Light roasts will still have the most acidic compounds intact, and they’ll only decrease as the roast darkens.
A dark roast will often have a robust, smoky, toasted flavor.
Dark beans are caramelized and carry an earthy, nutty, and chocolatey taste. There isn’t a considerable flavor difference from dark roast to dark roast because the flavor comes from the roast itself instead of the bean.
Medium roasts are more focused on highlighting the unique flavor of that specific bean. You’ll notice more fruity or floral notes and darker flavors typical of a dark roast. It’s the perfect middle between the subtle light roasts and possible overbearing dark ones.
A dark roast will have more bitter undertones, while a medium roast will lean more acidic.
The body of coffee comes down to the amount of oil released into the brew.

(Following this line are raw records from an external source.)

PR #387, opened 2024-03-27
add the ability to set location and birthdate in movement config

madhogs:
Allow for location and birthdate preferences to be specified in the movement config. This means one less thing for the user to set up each time if they wish.
The defaults of 0 respect the current functionality, eg. for location the sunrise_sunset face still says 'no loc' and for birthdate the day_one face still defaults to 1959.

### DIFF
--- a/movement/movement_config.h
+++ b/movement/movement_config.h
@@ -76,15 +76,15 @@ const watch_face_t watch_faces[] = {
 /* Set the timeout before switching to low energy mode
  * Valid values are:
  * 0: Never
- * 1: 1 hour
- * 2: 2 hours
- * 3: 6 hours
- * 4: 12 hours
- * 5: 1 day
- * 6: 2 days
+ * 1: 10 mins
+ * 2: 1 hour
+ * 3: 2 hours
+ * 4: 6 hours
+ * 5: 12 hours
+ * 6: 1 day
  * 7: 7 days
  */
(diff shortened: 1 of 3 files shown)


movement/movement_config.h
```diff
@@ -76,15 +76,15 @@ const watch_face_t watch_faces[] = {
...
+ * 1: 10 mins
+ * 2: 1 hour
+ * 3: 2 hours
+ * 4: 6 hours
+ * 5: 12 hours
+ * 6: 1 day
  * 7: 7 days
  */
-#define MOVEMENT_DEFAULT_LOW_ENERGY_INTERVAL 1
+#define MOVEMENT_DEFAULT_LOW_ENERGY_INTERVAL 2
```
madhogs, line 87: This and the comment change above is setting the values back to their original defaults as there has been a change in the meantime adding the 10 minute option as value 1.

matheusmoreira (approved):
Great! I will be using this feature a lot.

madhogs:
I know this is my own PR but i've been running this on my physical watch for a few weeks now and all has been well and i've not seen any issues. I think this is ready to be merged without any issues or changes for anyone if any maintainers get a chance to look at this.

Merging this will also fix the defaults back to their original values (I can move that to a separate PR if wanted though)

Niehztog:
I have flashed this patch on both my watches and it works fine so far :+1:

PR #388, opened 2024-03-29
Fix compile errors and warnings in movement.c and shell.c

TheOnePerson:
Title says it all, really. Just a small PR to get rid of some compile errors and warnings.

### DIFF
--- a/movement/movement.c
+++ b/movement/movement.c
@@ -319,11 +319,11 @@ void movement_request_wake() {
     _movement_reset_inactivity_countdown();
 }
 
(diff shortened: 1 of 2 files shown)


matheusmoreira (approved):
Could not reproduce the compilation problem but this still looks good. The more functions can be made static the better. Looks like an include was missing and it's fixed now.

wryun:
This is making it frustrating to try to update the builder. It would be great if someone could merge these fixes. @theAlexes @WesleyAC ?

PR #393, opened 2024-04-12
totp_face_lfs - reduce memory usage and add secmod

### LINKED ISSUE #392: Totp LFS face fails with certain codes and messes up the file system on physical watch
I was trying out the totp lfs face with the same codes as I use on the normal totp face but it not only fails with a watch reset but seems to cause some kind of filesystem breakage when it does.
Steps to recreate:
1. Flash board with current main branch, with addition of totp_face_lfs.
2. Open a serial connection (I used minicom) and run the following (these are example codes with the same format as my real ones):
```
echo otpauth://totp/Aaaaaaa?secret=JBSWY3DPEHPK3PXPJBSWY3DPEHPK3PXPJBSWY3DPEHPK3PXPJBAA&period=30&digits=6&issuer=AA&algorithm=SHA1 > totp_uris.txt
echo otpauth://totp/Bbbbb?secret=JBSWY3DPEHPK3PXPJBSWY3DPEHPK3PBB&period=30&digits=6&issuer=BB&algorithm=SHA1 >> totp_uris.txt
echo otpauth://totp/Ccccccc?secret=JBSWY3DPEHPK3PCC&period=30&digits=6&issuer=CC&algorithm=SHA1 >> totp_uris.txt
echo otpauth://totp/Ddddddd?secret=JBSWY3DPEHPK3PXPJBSWY3DPEHPK3PDD&period=30&digits=6&issuer=DD&algorithm=SHA1 >> totp_uris.txt
echo otpauth://totp/Eeeeeeeeeeeeeee?secret=JBSWY3DPEHPK3PXPJBSWY3DPEHPK3PXPJBSWY3DPEHPK3PXPJBSWY3DPEE&period=30&digits=6&issuer=EE&algorithm=SHA1 >> totp_uris.txt
echo otpauth://totp/Fffffffffffff?secret=JBSWY3DPEHPK3PXPJBSWY3DPFF&period=30&digits=6&issuer=FF&algorithm=SHA1 >> totp_uris.txt
echo otpauth://totp/Gggggggggggg?secret=JBSWY3DPEHPK3PGG&period=30&digits=6&issuer=GG&algorithm=SHA1 >> totp_uris.txt
echo otpauth://totp/Hhhhhhhhhhhh?secret=JBSWY3DPEHPK3PHH&period=30&digits=6&issuer=HH&algorithm=SHA1 >> totp_uris.txt
echo otpauth://totp/Iiiiiiiiiiiiii?secret=JBSWY3DPEHPK3PXPJBSWY3DPEHPK3PII&period=30&digits=6&issuer=II&algorithm=SHA1 >> totp_uris.txt
echo otpauth://totp/Jjjjjjjjjj?secret=JBSWY3DPEHPK3PXPJBSWY3DPEHPK3PJJ&period=30&digits=6&issuer=JJ&algorithm=SHA1 >> totp_uris.txt
echo otpauth://totp/Kkkkkkkkkkkk?secret=JBSWY3DPEHPK3PXPJBSWY3DPKK&period=30&digits=6&issuer=KK&algorithm=SHA1 >> totp_uris.txt
echo otpauth://totp/Llllll?secret=JBSWY3DPEHPK3PXPJBSWY3DPEHPK3PLL&period=30&digits=6&issuer=LL&algorithm=SHA1 >> totp_uris.txt
```
3. The above should have succeeded and you can see the above in the totp_uris.txt file.
4. Boot the physical watch and navigate to the totp lfs face.
5. When scrolling through the codes, it will loop after 4 (only AA <-> DD) in the above.
6. Navigating away from the lfs face now by pushing the mode button causes a hard reset of the watch.
7. If you now connect the board again to the computer via the usb port it will continuously flash red and the filesystem cannot be accessed (double clicking the button still works to flash it fortunately).

To fix the watch again after following the above I had to modify filesystem_init in filesystem.c to format the lfs storage on boot.

The above is all on the RED board.

Also just to clarify this is an issue on the totp_face_lfs only, the regular totp_face works fine with no issues.

wryun:
This should fix #392 

I've refactored this so it doesn't allocate the secrets on startup, but instead reads them from lfs each time. Not a fan of the filesystem API here... (would be so much more efficient if I had easy access to the underlying seek/read and could just leave the file open, but putting all that in this PR seemed like overkill).

I've also added a 'secure mode' which lets you remove from the secrets from the flash (see doco in header).

@madhogs - I haven't tried this on a real watch yet, so if you want to be a guinea pig that would be awesome :)

### DIFF
--- a/movement/watch_faces/complication/totp_face_lfs.c
+++ b/movement/watch_faces/complication/totp_face_lfs.c
@@ -35,29 +35,47 @@
 
 #include "totp_face_lfs.h"
 
-#define MAX_TOTP_RECORDS 20
-#define MAX_TOTP_SECRET_SIZE 48
+#define MAX_TOTP_RECORDS 30
+#define MAX_TOTP_SECRET_SIZE 128
 #define TOTP_FILE "totp_uris.txt"
 
 const char* TOTP_URI_START = "otpauth://totp/";
 
+/* The totp_record struct has two modes of operation:
+ *  - secmod = false: read from lfs (in which file_secret_offset
+ *    points to an offset in totp_uris.txt)
+ *  - secmod = true: read from memory
+ *    (in which case secret contains the decoded secret)
+ */
 struct totp_record {
-    uint8_t *secret;
-    size_t secret_size;
     char label[2];
-    uint32_t period;
     hmac_alg algorithm;
+    uint8_t period;
+    uint8_t secret_size;
+
+    union {
+        uint8_t *secret;
+        struct {
+            uint16_t file_secret_offset;
+            uint16_t file_secret_length;
+        };
+    };
 };
 
+/* This is used if we're not storing all the secrets but instead
+ * calculating them on demand. Avoids malloc in normal operation.
+ */
+static uint8_t current_secret[MAX_TOTP_SECRET_SIZE];
+
 static struct totp_record totp_records[MAX_TOTP_RECORDS];
-static int num_totp_records = 0;
+static uint8_t num_totp_records = 0;
 
 static void init_totp_record(struct totp_record *totp_record) {
-    totp_record->secret_size = 0;
     totp_record->label[0] = 'A';
     totp_record->label[1] = 'A';
-    totp_record->period = 30;
     totp_record->algorithm = SHA1;
+    totp_record->period = 30;
+    totp_record->secret_size = 0;
 }
 
 static bool totp_face_lfs_read_param(struct totp_record *totp_record, char *param, char *value) {
@@ -69,14 +87,13 @@ static bool totp_face_lfs_read_param(struct totp_record *totp_record, char *para
         totp_record->label[0] = value[0];
         totp_record->label[1] = value[1];
     } else if (!strcmp(param, "secret")) {
-        if (UNBASE32_LEN(strlen(value)) > MAX_TOTP_SECRET_SIZE) {
+        totp_record->file_secret_length = strlen(value);
+        if (UNBASE32_LEN(totp_record->file_secret_length) > MAX_TOTP_SECRET_SIZE) {
             printf("TOTP secret too long: %s\n", value);
             return false;
         }
-        totp_record->secret = malloc(UNBASE32_LEN(strlen(value)));
-        totp_record->secret_size = base32_decode((unsigned char *)value, totp_record->secret);
+        totp_record->secret_size = base32_decode((unsigned char *)value, current_secret);
         if (totp_record->secret_size == 0) {
-            free(totp_record->secret);
             printf("TOTP can't decode secret: %s\n", value);
             return false;
         }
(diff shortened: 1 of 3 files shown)


madhogs:
Thanks for looking into this :smile: 
Tested on my physical watch and the normal mode works great :partying_face:, tested with lots of very long 128 character secrets and again with my real secrets and everything worked well. Codes produced were correct and no memory issues, I also didn't see any filesystem issues at all with this code (previously i had to reformat it each time anything went wrong).

The 'secure mode' however did not work as expected, even with just 2 short example codes when activated it would work whilst remaining on that face however when moving away from the totp_lfs face and back again the watch would reset, which would then load 'no codes' as the file has been deleted.

I hope you don't mind me saying as it is a nice idea but considering the memory restrictions on the physical watch do you think it is worth keeping this 'secure mode'? Even in the best case I imagine it could only handle a few secrets before the watch would run out of memory.

movement/watch_faces/complication/totp_face_lfs.c
```diff
@@ -41,23 +41,41 @@
 
 const char* TOTP_URI_START = "otpauth://totp/";
 
+/* The totp_record struct has two modes of operation:
```
madhogs, line 44: Not code you changed but above here:
Is it worth increasing MAX_TOTP_SECRET_SIZE now?
This code worked with very long 128 character secrets but I had to adjust this variable to 128 to get it to work. 48 seems quite low.

Also I don't see any reason for MAX_TOTP_RECORDS to be as low as 20 either?

movement/movement_config.h
```diff
@@ -29,6 +29,7 @@
 
 const watch_face_t watch_faces[] = {
     simple_clock_face,
+    totp_face_lfs,
```
madhogs, line 32: I assume this is just for testing but this face should be removed from here before it is merged in to not change the defaults for anyone.

movement/watch_faces/complication/totp_face_lfs.c
wryun: Will do. The reason to have a max of 20 is that we're still allocating this array every time (and to me 20 seems a lot to scroll through), but I'll push it to 30.

madhogs:
I've been running the fix (I removed the secure mode code) on my physical watch for a week or so now and using the codes. All is working well, not had any issues :smile: 

In the interest of getting this merged would you be willing to separate the secure mode changes from the fix?
I would also be happy to do that with your name on the commit if you like.

wryun:
Feel free to raise PRs with this code with or without my name; at the moment I don't feel like splitting them ;)

Were you worried about having secure mode? It should be pretty hard to get into by accident.

madhogs:
I wasn't worried about activating it by accident, I just like to remove any features I'm not going to use on my own personal watch.
For the PR i just thought it makes sense to separate the fix from the new feature, can then merge the fix first whilst any issues in secure mode can be worked out :smile:

wryun:
Other PRs include this now.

Since dark roasted beans have more oil than medium roasts, the resulting coffee will be fuller-bodied with a thicker mouthfeel.
Medium roasts will have a lighter, more well-rounded body that’s silky and velvety in the mouth.
The caffeine levels within coffee doesn’t drastically change from roast to roast. However, dark roast coffee has slightly less amount of caffeine than medium roast coffee beans. This is because the higher temperatures during the cooking process leads to the bean losing mass. Less mass means less bean to withhold caffeine overall.
To sum it up, dark roasts are great for those who prefer espresso-like brews and want a rich, bolder taste. They taste great with milk and sugar and will be easy on the stomach.
And there isn’t much flavor variation from bean to bean because the roast pilots this flavor more so than the origin.
Otherwise, choose a medium roast if you want a bean compatible with a brewing method like pour over or moka pot. Plus, it’ll be versatile enough to serve black or sweetened with a dash of dairy.
Once you taste the difference between these two roasts, you’ll see exactly what I mean. First, order a bag of each different types of roast. Then, brew them up and do a side-by-side taste test.
You could invite friends, print out some tasting note review cards, and have a coffee party. You’ll immediately know which roast profile you prefer, and that’ll lead you to more enjoyable coffee experiences.
Dark roast will have a stronger roasted flavor than medium roast and only nominally less caffeine content.
Using mouthfeel and flavor, medium roasts will have a smooth, balanced taste and body. However, if you want a coffee that will be easy on your stomach, go for a dark roast because they’re less acidic.
Espresso can be made from all roast levels. Blonde espresso uses a light roast, and regular espresso can be made with either medium or dark roasts. Commercial operations and coffee chains most often use dark-roasted beans for their espresso.